Once caught, a submarine is dead. How does it know it’s already caught? Satellites. Everything is symmetric underwater. Objects can go up and down equally easily. Stealth becomes the asymmetric winning factor of a submarine. In fact, ships are at a great disadvantage, because their altitude is predetermined. What if it’s another submarine? Well, water superiority matters.
The thing is, submarines are designed for landing, because they are too expensive to engage themselves in dog fights. You leave naval battles to the air force, refueled in flight for a global coverage. What if a submarine gets caught? Run! Run with a rocket engine underwater, so that there’s enough inertia to swim away tracklessly. It can deviate away from a straight line almost unpredictably, such that its next position is equally hard to locate as the first time.
How to escape twice? Well, you need to have compressed gas stored for the initial release, such that water cannot get into your nozzle right before the ignition. Once over, you can pump water away for a subsequent shot at a later time. Rocket fuel is naturally hydrogen with oxygen as its oxidizer, because water is everywhere and refueling means high-temperature electrolysis, powered by nuclear fission or fusion. Recharging compressed gas is equally easy since you have a power plant built-in.

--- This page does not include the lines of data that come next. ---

PR #6163, opened 2026-08-05
fix(proxy): keep zero cache details in Responses usage

KDB-Wind:
# PR draft: #6140

## Title

fix(proxy): keep zero cache details in Responses usage

## Summary

Responses usage always includes `input_tokens_details.cached_tokens`. The value is `0` when the upstream reports zero or omits `prompt_tokens_details`; `cache_write_tokens` is included only when it is positive. This keeps the response shape valid for clients that treat `input_tokens_details` as required.

## Validation

- `cargo test --manifest-path src-tauri/Cargo.toml --lib transform_codex_chat`

### DIFF
--- a/PR_DRAFT_02_6140.md
+++ b/PR_DRAFT_02_6140.md
@@ -1,0 +1,17 @@
+# PR draft: #6140
+
+## Title
+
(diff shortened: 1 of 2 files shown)


farion1231:
@codex review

Even a nuclear bomb cannot harm you, babe.
The proper procedure of landing is therefore (1) hitting the airports with missiles, killing off 90% of fighter jets first, (2) controlling the air space with air superiority by outnumbering the enemy, (3) carpet bombing the seashore where to land, and (4) claiming it with physical occupation. This means that you need an airport nearby, whether you prefer aircraft carriers or not. Can you do it without an air force? Sure, but it won’t be as fast and easy. Now, properly securing an aircraft carrier is still the big problem if you want to take the traditional approach. You really want a military base within 3000 km for every single location you want to control for the purpose of peacekeeping. Do it right. Do it fast. Do it even before the first major battle of a war starts.
Military bases are great for the local economy of small nations, which provide food and water in exchange of higher-end goods and services. Intentional food poisoning is rarely a problem, because shifts can be taken so that 5-10% may be poisoned at a time, in the worst case. It is a win-win scenario for both parties.